Судну, кажется, не будет конца. Не с берега, только здесь можно понять, как огромен корабль. Идешь сквозь его железные буреломы, то спускаешься, то поднимаешься («Это снова орудийные отсеки… А это шлюпбалки!»), попадаешь в какие-то глухие закутки, железные закоулки, в полутьму; а то снова перед тобой горит на солнце ржавая стальная стена, какой-нибудь камбуз, или клюз, или отсек, среди которых только Виталик и может ориентироваться. Здесь нужно смотреть в оба, чтобы не оступиться и не сорваться в ту железную пропасть, где в пятнах нефти или солярки лоснится застоявшаяся грязная вода. Железные колодцы мертвы, недвижны, а за бортом море мерцает неспокойно волнами, хлюп да хлюп… Снова лабиринт, какой-то рваный металл (видно, вырезал кто-то лист алюминия), и вдруг из полумрака надпись: «…затопление открывать только при фактическом пожаре». Что это значит? Как это понимать? Таинственно, будто иероглифы! А кто-то писал все это, а кого-то все это касалось, для кого-то надпись, наверное, имела огромное значение. А тут что такое? «Боевой четыре»… Вся она, эта ржавая стальная гора, полна загадок, тайн, условных знаков, которых даже и Виталику не разгадать.
— Будет ли ему когда-нибудь конец? — спрашивает Тоня, наталкиваясь снова на невод паутины, обходя в полутьме какие-то железные предметы.
— А мы еще и половины не прошли, — говорит Виталий и выводит Тоню из темного закоулка на свет, показывает вверх на мачту: — Хороша антенка? Вот эта бы ловила, правда?
Самим своим видом эта корабельная мачта способна вызвать в душе волнение. Манит простором океанов, гудит бурями далеких широт… С мачты свисают обрывки тросов, каких-то проводов, их никто уже, видно, не смог достать, а еще выше…
— Виталик, что это за скворечник вон там, на самой верхушке?
— Там стоял сигналист. Впередсмотрящий…
— Ого-го! Как же он туда взбирался?
— А очень просто…
Не успела Тоня опомниться, как Виталий, оставив ее, уже покарабкался вверх и вверх по крутой, отвесной мачте, по обломкам трапа на ней. У Тони замирало сердце: как бы не сорвался, а он, по-обезьяньи цепкий, взбирался все выше, пока, достигнув цели, не выпрямился на мачте, на недосягаемой для Тони высоте, где-то под самым небом! Ветер качал уже ниже его обрывок стального троса, а хлопец стоял и улыбался, улыбался и оттуда Тоне: вот, мол, где я, твой впередсмотрящий!..

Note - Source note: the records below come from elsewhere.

PR #9714, opened 2018-03-01
Support a meteor.testModule section in application package.json files.

benjamn:
Similar to #9690, this PR adds support for a `meteor.testModule` configuration in application `package.json` files, allowing application developers complete control over what test files should load when running `meteor test` to test their applications.

Setting `meteor.testModule` is a great way to specify test entry points explicitly, rather than relying on Meteor's `isTestFilePath` [heuristics](https://github.com/meteor/meteor/blob/devel/tools/isobuild/test-files.js). However, this feature is entirely opt-in, so the old behavior is preserved if you do not configure `meteor.testModule`.

The syntax is identical to `meteor.mainModule`, so you can set a different `meteor.testModule.{client,server,...}` for each platform. If a `testModule` is not specified for a platform, then Meteor's existing rules about test file paths apply for that platform, as before.

Different `testModule`s for client and server:
```js
"meteor": {
  "testModule": {
    "client": "client/tests.js",
    "server": "server/tests.js"
  }
}
```

Same `testModule` for both client and server:
```js
"meteor": {
  "testModule": "tests.js"
}
```

Server tests without any client tests (note that simply omitting the `"client"` property would cause tests to behave as if there was no `meteor.testModule` on the client):
```js
"meteor": {
  "testModule": {
    "client": false,
    "server": "server/tests.js"
  }
}
```

If a `testModule` is specified, that module will always be loaded eagerly when running `meteor test`, in addition to any other modules that load eagerly due to `meteor.mainModule` or other rules regarding module loading. If you run `meteor test` without the `--full-app` option, then no application JS modules other than the `testModule` (and any modules imported by it) will be loaded eagerly. If you run `meteor test --full-app`, the `meteor.mainModule` module(s) will be loaded eagerly in addition to the `meteor.testModule` module(s).

The module(s) specified by `meteor.testModule` can import other test modules at runtime, so you can still distribute test files across your codebase; just make sure you import the ones you want to run.

### DIFF
--- a/History.md
+++ b/History.md
@@ -13,9 +13,45 @@
   When specified, these entry points override Meteor's default module
   loading semantics, rendering `imports` directories unnecessary. If
   `mainModule` is left unspecified for either client or server, the
-  default rules will apply for that architecture, as before.
+  default rules will apply for that architecture, as before. To disable
+  eager loading of modules on a given architecture, simply provide a
+  `mainModule` value of `false`:
+  ```js
+  "meteor": {
+    "mainModule": {
+      "client": false,
+      "server": "server/main.js"
+    }
+  }
+  ```
   [Feature #135](https://github.com/meteor/meteor-feature-requests/issues/135)
   [PR #9690](https://github.com/meteor/meteor/pull/9690)
+
+* In addition to `meteor.mainModule`, the `"meteor"` section of
+  `package.json` may also specify `meteor.testModule` to control which
+  test modules are loaded by `meteor test` or `meteor test --full-app`:
+  ```js
+  "meteor": {
+    "mainModule": {...},
+    "testModule": "tests.js"
+  }
+  ```
+  If your client and server test files are different, you can expand the
+  `testModule` configuration using the same syntax as `mainModule`:
+  ```js
+  "meteor": {
+    "testModule": {
+      "client": "client/tests.js",
+      "server": "server/tests.js"
+    }
+  }
+  ```
+  The same test module will be loaded whether or not you use the
+  `--full-app` option. Any tests that need to detect `--full-app` should
+  check `Meteor.isAppTest`. The module(s) specified by `meteor.testModule`
+  can import other test modules at runtime, so you can still distribute
+  test files across your codebase; just make sure you import the ones you
+  want to run.
 
 * The `reify` npm package has been updated to version 0.14.2.
 
--- a/History.md
+++ b/History.md
@@ -51,7 +51,7 @@
   check `Meteor.isAppTest`. The module(s) specified by `meteor.testModule`
   can import other test modules at runtime, so you can still distribute
   test files across your codebase; just make sure you import the ones you
-  want to run.
+  want to run. [PR #9714](https://github.com/meteor/meteor/pull/9714)
 
 * The `reify` npm package has been updated to version 0.14.2.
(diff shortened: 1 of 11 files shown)


pravdomil:
that would be handy also for packages in node_modules, first step in transition from atmosphere packages, have anybody try something like this?

benjamn:
@pravdomil I haven't been thinking about that recently, but you're right, we could potentially scan `node_modules` packages to find those that have a `meteor` section in `package.json`, and run those entry points on application startup (server) and/or page load (client).

That's another great reason to use Meteor-specific configuration instead of just reusing the `main` or `browser` fields in `package.json` files, since every npm package has those already.

pravdomil:
@benjamn I'm writing plugin that does exactly that, since I want to move my repos to npm, can you give me some hints where to start since probably you know the codebase a lot better

Floriferous:
Can this be used in an effortless way if you have a lot of test files? 

For example, I'd like to be able to import all tests from a few directories, without having a massive import list in this testModule file.

SimonSimCity:
@Floriferous I guess this answer on stackoverflow should guide you the way:

https://stackoverflow.com/questions/5364928/node-js-require-all-files-in-a-folder#answer-28976201

> I recommend using glob to accomplish that task.
>
> ```js
> var glob = require( 'glob' )
>  , path = require( 'path' );
>
> glob.sync( './routes/**/*.js' ).forEach( function( file ) {
>   require( path.resolve( file ) );
> });

You just have to keep in mind that Meteor will build a test-version of your application and therefore cut away all code that isn't included. You'll therefore have to add the files you want manually - and since the app code is not run in the repository, you have to define the full path to the files you want to import. This code sample works for me:

```js
const glob = require('glob');
const path = require('path');

const projectPath = '/Users/simon/my-meteor-project/';

glob.sync(`${projectPath}**/*.test.js`).forEach((file) => {
  require(path.resolve(file));
});

**Comment by SimonSimCity** [comment]
This snippet should help you. Just put it into a file referenced by this feature:

```js
const glob = require('glob');
const path = require('path');

const projectPath = '/Users/simon/my-project-folder/';

glob.sync(`${projectPath}**/*.test.js`).forEach((file) => {
  require(path.resolve(file));
});
```

I just used the library `glob` here because it's easy - I guess you get the clue.

I had to define the full path because tests are run in a built meteor app - somewhere in a temporary directory. It includes only the files referenced in `meteor.testModule` or directly included there - all other files are stripped away.

Floriferous:
@SimonSimCity Looks great! I thought about using `glob` but didn't know how to tie things up with `require` and `path` like you did!

Unfortunately the `projectPath` is a blocker as we'd like it to work across developers. I guess we could each add our own paths in some env variable, but that's really hacky, and then there's the CI..

SimonSimCity:
@Floriferous You're on the wrong track here. It has nothing to do with `glob` or anything that you could install in your application as extension. The meteor application is compiled into a node-js application which is running somewhere else. It has no reference to the original project folder. That's what #10666 should bring.

You can - however - do this by setting an env variable yourself by calling `PROJECT_PATH=$PWD meteor test` instead of `meteor test` - but all this is now way off topic of this PR. If you want to know more, take a look at the libraries I linked in the issue and how they currently work around the limitation.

И вдруг Виталий застыл, напряженно всматриваясь куда-то в море, и Тоне показалось, что он побледнел, что на его лице отразился ужас. Тоня тоже взглянула в ту сторону и средь темноты неугомонных волн увидела маленькую черную лодочку. Кто-то плывет! Кто-то подплывает к ним! Она даже хотела крикнуть Виталику: «Кто это плывет к нам?», но в лодчонке… никого не было!!! Черная молния ударила в мозг, потрясла страшной догадкой… В первый миг Тоня не узнала ее без паруса, какой-то даже неуместной показалась среди волн — без живой души! — маленькая, смолисто-черная посудина, а это же была их лодка, их баркасик, дуновением ветра его теперь тихо, едва заметно, однако бесповоротно отгоняло в море. Дальше и дальше от них — в открытое море!..
Повечерело, звезды проступили на небе, а где-то в степи тоже, как звезды, вспыхнули сквозь мглу огоньки: это их Центральная, которую днем отсюда почти не было видно, засверкала электрическими огнями. Теперь еще ощутимее стало, как далеко они от степи, какая непреодолимая даль воды и темноты отделяет их от берега, от всей предыдущей жизни. Еле-еле светятся из мглы степной далекие звезды…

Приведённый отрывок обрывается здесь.